#### What the exercise asks
Within these entries, which lines include the string "kubelet"? Copy each one.

(Stored items)
□ □ □ □ □

PR #222, opened 2018-10-02
Correct bug in storage.py.

trironkk:


trironkk:
This was already fixed; I was looking at a stale view of origin master.

PR #223, opened 2018-10-04
Add validation checks for schema form field.

trironkk:


marketplace/deployer_util/config_helper.py
```diff
@@ -34,6 +34,8 @@
 XTYPE_STORAGE_CLASS = 'STORAGE_CLASS'
 XTYPE_STRING = 'STRING'
 
+FORM_TYPES = ('text',)
```
huyhg: use list: `['text']`

PR #224, opened 2018-10-05
Add APPLICATION_UID x-google-marketplace property.

trironkk:


marketplace/deployer_util/provision.py
```diff
@@ -80,6 +83,8 @@ def process(schema, values, deployer_image, deployer_entrypoint):
           schema, prop, app_name=app_name, namespace=namespace)
       props[prop.name] = value
       manifests += sc_manifests
+    elif prop.xtype == 'APPLICATION_UID':
```
huyhg: This is not the right place for it. We want to do this at configuration expansion time, similar to [this](https://github.com/GoogleCloudPlatform/marketplace-k8s-app-tools/blob/894cffecaa1cf9cb76cf7d5fb89a9dc52a3437f6/marketplace/deployer_util/expand_config.py#L69). The expansion is executed [here](https://github.com/GoogleCloudPlatform/marketplace-k8s-app-tools/blob/183d98a20cb2d49ca23d2181c665a189b5d03969/marketplace/deployer_util/deploy.sh#L40).

That way we shouldn't need to change anything in the backend.

trironkk: Discussed approach offline.

Done!

marketplace/deployer_util/config_helper.py
```diff
@@ -33,6 +33,7 @@
 XTYPE_SERVICE_ACCOUNT = 'SERVICE_ACCOUNT'
 XTYPE_STORAGE_CLASS = 'STORAGE_CLASS'
 XTYPE_STRING = 'STRING'
+XTYPE_APPLICATION_UID = 'APPLICATION_UID'
```
huyhg: Add validation that this field must be specified for helm-tiller deployer. Please follow up in another PR.

marketplace/deployer_util/expand_config.py
```diff
@@ -73,6 +77,10 @@ def expand(values_dict, schema):
       result[k] = generate_password(prop.password)
       continue
 
+    if v is None and prop.xtype == 'APPLICATION_UID' and app_uid:
```
huyhg: move `app_uid` check to an inner `if`, and should raise if it's not specified

trironkk: we can't actually do that, as expand_config.py needs to run before app_uid is specified.

i'll leave a comment explaining why.

trironkk: ... or maybe a bogus value is okay...? feels icky.

trironkk: Nevermind - `print_config.py` does not rely on `expand_config.py` having been run. Removed two-pass approach.

trironkk:
ready for review; please take a look!

marketplace/deployer_util/expand_config.py
```diff
@@ -73,6 +77,14 @@ def expand(values_dict, schema):
       result[k] = generate_password(prop.password)
       continue
 
+    if v is None and prop.xtype == 'APPLICATION_UID':
+      if not app_uid:
+        raise InvalidProperty(
+            'Property {} is of type APPLICATION_UID, but no value was specified'
```
huyhg: "no value" is misleading--change to "--app_uid was not specified".

There is a separate question whether we should respect a directly specified value. I think always overriding it is fine for now.

trironkk: Done!

PR #230, opened 2018-10-09
Limit the length of names of RBAC resources.

trironkk:
Also corrects the value passed to the labels.

### DIFF
--- a/marketplace/deployer_util/provision.py
+++ b/marketplace/deployer_util/provision.py
@@ -273,7 +273,7 @@ def provision_service_account(schema, prop, app_name, namespace):
         'kind': 'RoleBinding',
         'metadata': {
             'name':
-                limit_name('{}:{}:{}-rb'.format(app_name, prop.name, role)),
+                limit_name('{}:{}:{}-rb'.format(app_name, prop.name, role), 64),
             'namespace':
                 namespace,
         },
@@ -291,8 +291,9 @@ def provision_service_account(schema, prop, app_name, namespace):
         'kind': 'ClusterRoleBinding',
         'metadata': {
             'name':
-                limit_name('{}:{}:{}:{}-crb'.format(namespace, app_name,
-                                                    prop.name, role)),
+                limit_name(
+                    '{}:{}:{}:{}-crb'.format(namespace, app_name, prop.name,
+                                             role), 64),
             'namespace':
                 namespace,
         },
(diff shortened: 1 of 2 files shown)


marketplace/deployer_util/provision.py
```diff
@@ -272,8 +272,10 @@ def provision_service_account(schema, prop, app_name, namespace):
         'apiVersion': 'rbac.authorization.k8s.io/v1',
         'kind': 'RoleBinding',
         'metadata': {
-            'name': '{}:{}:{}-rb'.format(app_name, prop.name, role),
-            'namespace': namespace,
+            'name':
+                dns1123_name('{}:{}:{}-crb'.format(app_name, prop.name, role)),
```
huyhg: `dns1123_name` is not the right one to use for this, as this name doesn't need to conform to DNS spec. It also turns colons into dashes. I would suggest creating a new method to cap the length of the resources, and appending a hash suffix similar to `dns1123_name` method to avoid collisions.

Still think the colon convention is good. Here is an example of what `kubectl get clusterrolebindings` returns:

```
NAME                                                   AGE
gce:beta:kubelet-certificate-bootstrap                 83d
gce:beta:kubelet-certificate-rotation                  83d
system:aws-cloud-provider                              83d
system:basic-user                                      83d
system:controller:certificate-controller               83d
system:controller:ttl-controller                       83d
system:discovery                                       83d
```

huyhg: nit: s/crb/rb/

marketplace/deployer_util/provision.py
```diff
@@ -356,17 +359,19 @@ def dns1123_name(name):
   fixed = re.sub(r'[.]', '-', fixed)
   fixed = re.sub(r'[^a-z0-9-]', '', fixed)
   fixed = fixed.strip('-')
-  if len(fixed) > 64:
-    fixed = fixed[:59]
+  fixed = limit_name(fixed)
```
huyhg: According to the [RFC](https://tools.ietf.org/html/rfc1123.html#page-13), this can be up to 255. It's mandatory that it can be up to 63. I'll say stick with 63 (and correct my earlier typo of 64) here, but change the default of `limit_name` to something larger, like 127.

marketplace/deployer_util/provision.py
```diff
@@ -356,17 +359,19 @@ def dns1123_name(name):
...
+  return fixed
 
-  # Add a hash at the end if the name has been modified.
-  if fixed != name:
+def limit_name(name, length=64):
```
huyhg: can you add a separate test for this, in particular names with colons?

PR #235, opened 2018-10-10
Fix bug in print_config.py invocation.

trironkk:


marketplace/deployer_util/deploy.sh
```diff
@@ -37,8 +37,14 @@ handle_failure() {
 }
 trap "handle_failure" EXIT
 
-NAME="$(/bin/print_config.py --param '{"x-google-marketplace": {"type": "NAME"}}')"
-NAMESPACE="$(/bin/print_config.py --param '{"x-google-marketplace": {"type": "NAMESPACE"}}')"
+NAME="$(/bin/print_config.py \
```
huyhg: Can we add a flag to `print_config` to specify mode: PRE_EXPANDED or POST_EXPANDED (default)? It simplifies the flags here, avoids repetition, and helps with documenting what's going on here.

trironkk: Can I do this as a follow up, rather than in this PR?

I'd like to unbreak master.

huyhg: SG.

PR #239, opened 2018-10-12
Improve tools developing xp for Makefile users

huyhg:


huyhg:
Relevant example update: GoogleCloudPlatform/marketplace-k8s-app-example#108

app.Makefile
```diff
@@ -29,13 +30,82 @@ $(shell echo '$(APP_PARAMETERS)' '$(APP_TEST_PARAMETERS)' \
...
+
 .build/app: | .build
 	mkdir -p "$@"
 
 
+.build/app/base_deployer: | .build/app
+	mkdir -p "$@"
+
+
+##### Tools development targets #####
```
trironkk: this is aimed at making it convenient for users to leverage `marketplace-k8s-app-tools`'s build system, but I thought we wanted to reduce those dependencies.

ideally i think partners will not build any of our assets, and we're not far from that goal - what do you think?

huyhg: We would not encourage partners to use our Makefiles anymore. I am aware that several partners are already using them, so unless we have to, we don't want to kill them right now.

We still have dependencies on these Makefiles from example and c2d, and currently they don't work for local development. This is to address that broken workflow.

I don't mind deleting them all in the future. We need to figure out what we want to do at that time. I have a hunch that simply replacing Makefiles with bash scripts is not gonna be better.

trironkk: i worry that exposing adding local development targets to `app.Makefile` exposes our build implementation more broadly than necessary.

what do you think about adding this functionality to `marketplace.Makefile` instead?

scripts/derive_tag.sh
```diff
@@ -16,15 +16,71 @@
...
+function hashall() {
+  # Include the current checked-out commit in the hash.
+  git rev-parse --git-dir HEAD
+  while IFS= read -r line; do
+    # Remove the status column.
+    file=${line:3}
+    fullfile="$(git rev-parse --show-toplevel)/$file"
+    echo $fullfile
+    if [[ -f "$fullfile" ]]; then
+      git hash-object $fullfile
```
trironkk: can we quote `$fullfile`?

scripts/derive_tag.sh
```diff
@@ -16,15 +16,71 @@
...
+if [ ! -z "${FORCE_MARKETPLACE_TOOLS_TAG}" ]; then
+  >&2 echo "====== NOTICE ======"
+  >&2 echo "Using manual override of MARKETPLACE_TOOLS_TAG env var."
+  >&2 echo "===================="
+  echo -n "${FORCE_MARKETPLACE_TOOLS_TAG}"
+  exit 0
+fi
+
+
+if [[ "$(status)" == "" ]] && [[ "$(head)" == "" ]]; then
```
trironkk: is the second condition sufficient to determine that this isn't a git repo?

PR #241, opened 2018-10-13
Add --key to print_config.py.

trironkk:
Also refactor `--param` to `--xtype` and retrofitted existing invocations.


trironkk:
Totally agreed on your comment. Merging this to replace jq voodoo in https://github.com/GoogleCloudPlatform/marketplace-k8s-app-tools/pull/221, but will revisit later.

Issue #242, opened 2018-10-18
Helm tiller deployer base image


trironkk:
Partner Facing:
* [x]  DEPLOYER_IMAGE x-google-marketplace property for hooks images.
* [ ]  Example repo refactor
* [x] Discontinue pattern of using a wrapper chart - upstream `marketplace-integration` dependency instead.
* [x]  Chart Release Process

Cleanup:
* [ ]  print_config.py support for extracting keys
* [ ]  Application Labels
* [ ]  Add entrypoint.sh to Dockerfile for deployers
* [ ]  Block merging of PRs on integration testing (e.g. `testing/marketplace/deployer/helm_tiller_onbuild`)
* [ ]  Support for original helm deployer
* [x]  Align make target names and directory structure.
* [x]  Clean up testing paradigm within `testing/marketplace/deployer_helm_tiller_base/onbuild`.
* [x]  Investigate deploying to `kube-system` namespace.

eshiroma:
Closing as obsolete since Helm Tiller is deprecated, and #513 tracks deprecating this deployer. Though this issue may help guide some still-needed cleanup.

PR #243, opened 2018-10-18
Add DEPLOYER_IMAGE x-google-marketplace property.

trironkk:
Paired marketplace-k8s-app-example pull request (https://github.com/GoogleCloudPlatform/marketplace-k8s-app-example/pull/110).

This is a follow up task in https://github.com/GoogleCloudPlatform/marketplace-k8s-app-tools/issues/242.


trironkk:
Will also update our backend to be consistent with `provision.py`.

marketplace/deployer_util/config_helper.py
```diff
@@ -201,6 +202,9 @@ def __init__(self, name, dictionary, required):
       elif xt == XTYPE_IMAGE:
         d = self._x.get('image', {})
         self._image = SchemaXImage(d)
+      elif xt == XTYPE_DEPLOYER_IMAGE:
+        d = self._x.get('image', {})
```
huyhg: s/image/deployerImage/

marketplace/deployer_util/provision.py
```diff
@@ -53,6 +53,16 @@ def process(schema, values, deployer_image, deployer_entrypoint):
   app_name = get_name(schema, values)
   namespace = get_namespace(schema, values)
 
+  # Inject DEPLOYER_IMAGE property values if not already present.
+  for key, value in values.items():
```
huyhg: I believe this has a bug.

We need to iterate over `schema.properties` and fine the `DEPLOYER_IMAGE` propertis. `values` wouldn't have that key. Then:

```
if key not in values:
  values[key] = deployer_image
```

marketplace/deployer_util/provision.py
```diff
@@ -53,6 +53,16 @@ def process(schema, values, deployer_image, deployer_entrypoint):
...
+    if value:
+      continue
+    if key not in schema.properties:
+      continue
+    if not schema.properties[key].xtype == 'DEPLOYER_IMAGE':
+      continue
+    values[key] = deployer_image
```
huyhg: can you extract this into a function and add a test case? This file is missing a lot of tests, but I think we can test this particular thing.

trironkk: Added a test, though I'm unsatisfied with it.

I'd be happy with a test that validated that `schema.yaml` + `values.yaml` -> `manifest.yaml`, but there's other higher-impact broader-scope tests that would add more value (e.g. sample deployers for each of the base deployers).

marketplace/deployer_util/config_helper_test.py
```diff
@@ -49,6 +49,11 @@
     default: gcr.io/google/busybox
     x-google-marketplace:
       type: IMAGE
+  propertyDeployerImage:
+    type: string
+    default: gcr.io/google/deployer
```
huyhg: rm default value

marketplace/deployer_util/provision.py
```diff
@@ -53,6 +53,9 @@ def process(schema, values, deployer_image, deployer_entrypoint):
   app_name = get_name(schema, values)
   namespace = get_namespace(schema, values)
 
+  # Inject DEPLOYER_IMAGE property values if not already present.
+  values = inject_deployer_image_properties(schema, deployer_image, values)
```
huyhg: optional:
- remove the return value to make the API cleaner: it's modifying the passed in values directly
- Make `values` the first argument

marketplace/deployer_util/provision_test.py
```diff
@@ -43,3 +46,17 @@ def test_limit_name(self):
...
+    properties:
+      deployer_image:
+        type: string
+        x-google-marketplace:
+          type: DEPLOYER_IMAGE
+    ''')
+    values = {}
+    deployer_image = 'gcr.io/cloud-marketplace/partner/solution/deployer:latest'
+    self.assertEquals(
+        provision.inject_deployer_image_properties(
```
huyhg: removing the return value will inconvenience the test--well I'm not opposed to having the method returning the input `values` for this purpose

PR #247, opened 2018-10-22
Convert integration tests to minimal helm charts.

trironkk:
Follow up from https://github.com/GoogleCloudPlatform/marketplace-k8s-app-tools/pull/245.


testing/marketplace/deployer_helm_tiller_base/onbuild/helm-dependency-build/chart/minimal-helm-chart/templates/pod.yaml
```diff
@@ -0,0 +1,11 @@
...
+kind: Pod
+metadata:
+  name: {{ .Release.Name }}
+  labels:
+    heritage: {{ .Release.Service | quote }}
+    release: {{ .Release.Name | quote }}
+spec:
+  containers:
+  - name: {{ .Release.Name }}
+    image: gcr.io/cloud-marketplace-containers/google/nginx1:latest
```
huyhg: suggestion: use some simple thing like busybox with a sleep script instead of nginx. Just a note that if the script sleeps, make sure it can get interrupted or the pod won't shutdown.

trironkk: Done.

PR #249, opened 2018-10-26
Support custom timeout

jprzychodzen:


marketplace/deployer_util/run_tester.py
```diff
@@ -30,6 +30,7 @@ def main():
   parser = ArgumentParser(description=_PROG_HELP)
   parser.add_argument('--namespace')
   parser.add_argument('--manifest')
+  parser.add_argument('--timeout', type=int)
```
huyhg: should set a default value here so that the flag is not required

jprzychodzen: Actually, it was something I was considering, but... It's called from `deploy_with_tests.sh`, that defines it's own default. I do not feel that having multiple defaults would be good practice. Also, I think it's better to keep default value as top-level as possible, to gather them together.

Maybe then this should be required parameter? WDYT?

huyhg: `--timeout` is generally a flag which should have a reasonable default value. I don't feel strongly either way in this context, as `run_tester.py` is a private helper.

PR #318, opened 2019-02-22
Update schema to support version 2

huyhg:


marketplace/deployer_util/config_helper.py
```diff
@@ -97,6 +97,11 @@ def load_yaml(yaml_str):
     return Schema(yaml.load(yaml_str))
 
   def __init__(self, dictionary):
+    self._x_google_marketplace = None
```
thiagolacerda:
```suggestion
    self._x_google_marketplace = dictionary.get('x-google-marketplace', None)
```

marketplace/deployer_util/config_helper.py
```diff
@@ -97,6 +97,11 @@ def load_yaml(yaml_str):
...
+    if 'x-google-marketplace' in dictionary:
```
thiagolacerda: with the suggested change above we can remove this if statement and its content

marketplace/deployer_util/config_helper.py
```diff
@@ -119,7 +124,12 @@ def __init__(self, dictionary):
 
   def validate(self):
     """Fully validates the schema, raising InvalidSchema if fails."""
-    if self.app_api_version is None:
+    is_v2 = False
+    if self._x_google_marketplace is not None:
+      self._x_google_marketplace.validate()
```
thiagolacerda: would this function raise an exception or something? feels weird to have this function call alone with no return statement, no parameters, no try catch... seems like we don't know what to expect from it.
Maybe include validate in the is_v2 function code block?

marketplace/deployer_util/config_helper.py
```diff
@@ -156,8 +171,268 @@ def properties_matching(self, definition):
...
+    self._published_version_meta = None
+    self._images = None
+    self._cluster_constraints = None
+
+    self._schema_version = dictionary.get('schemaVersion', _SCHEMA_VERSION_1)
+    if self._schema_version not in _SCHEMA_VERSIONS:
+      raise InvalidSchema('Invalid schema version {}'.format(
+          self._schema_version))
+
+    if 'clusterConstraints' in dictionary:
```
thiagolacerda: why don't use the same get with default option as line 189 above?

marketplace/deployer_util/config_helper.py
```diff
@@ -156,8 +171,268 @@ def properties_matching(self, definition):
...
+      self._cluster_constraints = SchemaClusterConstraints(
+          dictionary['clusterConstraints'])
+
+    if not self.is_v2():
+      return
+
+    if 'applicationApiVersion' not in dictionary:
```
thiagolacerda: from this line to line 217: Are those checks to validate that this schema is a v2? If so, we could put all that in a private validation function to remove all that code from this constructor. what do you think?

marketplace/deployer_util/config_helper.py
```diff
@@ -156,8 +171,268 @@ def properties_matching(self, definition):
...
+
+
+class SchemaClusterConstraints:
+  """Accesses top level clusterConstraints."""
+
+  def __init__(self, dictionary):
+    self._k8s_version = dictionary.get('k8sVersion', None)
+    self._resources = None
+
+    if 'resources' in dictionary:
```
thiagolacerda: use get with default to None?

marketplace/deployer_util/config_helper.py
```diff
@@ -156,8 +171,268 @@ def properties_matching(self, definition):
...
+
+class SchemaResourceConstraints:
+  """Accesses a single resource's constraints."""
+
+  def __init__(self, dictionary):
+    self._replicas = dictionary.get('replicas', None)
+    self._affinity = None
+    self._requests = None
+
+    if 'affinity' in dictionary:
```
thiagolacerda: ditto about get function (line 282 too)

marketplace/deployer_util/config_helper_test.py
```diff
@@ -514,6 +520,116 @@ def test_unknown_type(self):
                   type: UNKNOWN
             """))
 
+  def test_v2_fields(self):
```
thiagolacerda: nit: there are multiple asserts here, I'm usually a fan of 1:1 mapping of test case and asserts. My suggestion would be to have the load_yaml call in a setup function and have one test case per assert

huyhg: All of these fields are required in v2, so we have to specify all of them anyway.

marketplace/deployer_util/config_helper.py
```diff
@@ -441,7 +694,26 @@ def base64_encoded(self):
...
 
 class SchemaXReportingSecret:
-  """Wrapper class providing convenient access to REPORTING_SECRET property."""
+  """Accesses REPORTING_SECRET property."""
 
   def __init__(self, dictionary):
     pass
+
+
+def _get_or_invalid(dictionary, key, error_msg):
```
thiagolacerda: nit: when I saw the invocations of this function I could not infer what it was doing... can we rename to something more descriptive? like: _get_or_throw[_error]

marketplace/deployer_util/config_helper.py
```diff
@@ -441,7 +694,26 @@ def base64_encoded(self):
...
+  if key not in dictionary:
+    raise InvalidSchema(error_msg)
+  return dictionary[key]
+
+
+def _apply_or_none(dictionary, key, apply_fn):
```
thiagolacerda: ditto: could be something like: apply_if_exists or apply_if_not_none

marketplace/deployer_util/config_helper.py
```diff
@@ -441,7 +694,26 @@ def base64_encoded(self):
...
+  """Returns the result of apply_fn on the value if not None."""
+  if key not in dictionary:
+    return None
+  return apply_fn(dictionary[key])
+
+
+def _apply_or_invalid(dictionary, key, apply_fn, error_msg):
```
thiagolacerda: ditto about naming

marketplace/deployer_util/config_helper.py
huyhg: the original name was `_get_or_raise_invalid_schema`, but it was too long and I reduced it to this. I changed this to `_must_get`.

marketplace/deployer_util/config_helper.py
huyhg: changed to `_maybe_get_and_apply`

marketplace/deployer_util/config_helper.py
huyhg: changed to `_must_get_and_apply`.

PR #320, opened 2019-03-05
 Adapting deployer to work with istio

vcanaa:
Workaround for this issue in deployer:
https://github.com/istio/istio/issues/12187


scripts/verify
```diff
@@ -31,6 +31,10 @@ case $i in
     wait_timeout="${i#*=}"
     shift
     ;;
+  --istio=*)
```
huyhg: `instio_injection`?

marketplace/deployer_util/provision.py
```diff
@@ -208,6 +208,11 @@ def provision_deployer(schema, app_name, namespace, deployer_image,
           },
           'spec': {
               'template': {
+                  'metadata': {
```
huyhg: Please add a comment here, linking to external issues.

PR #322, opened 2019-03-07
Use full app CRD resource name

### LINKED ISSUE #321: Use fully qualified CRD name in deploy scripts
Deploy scripts that reference the Applications CRD (or others) should use the full resource name i.e. `applications.app.k8s.io` instead of `applications` .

□ □ □ □ □

#### Answer
gce:beta:kubelet-certificate-bootstrap                 83d
gce:beta:kubelet-certificate-rotation                  83d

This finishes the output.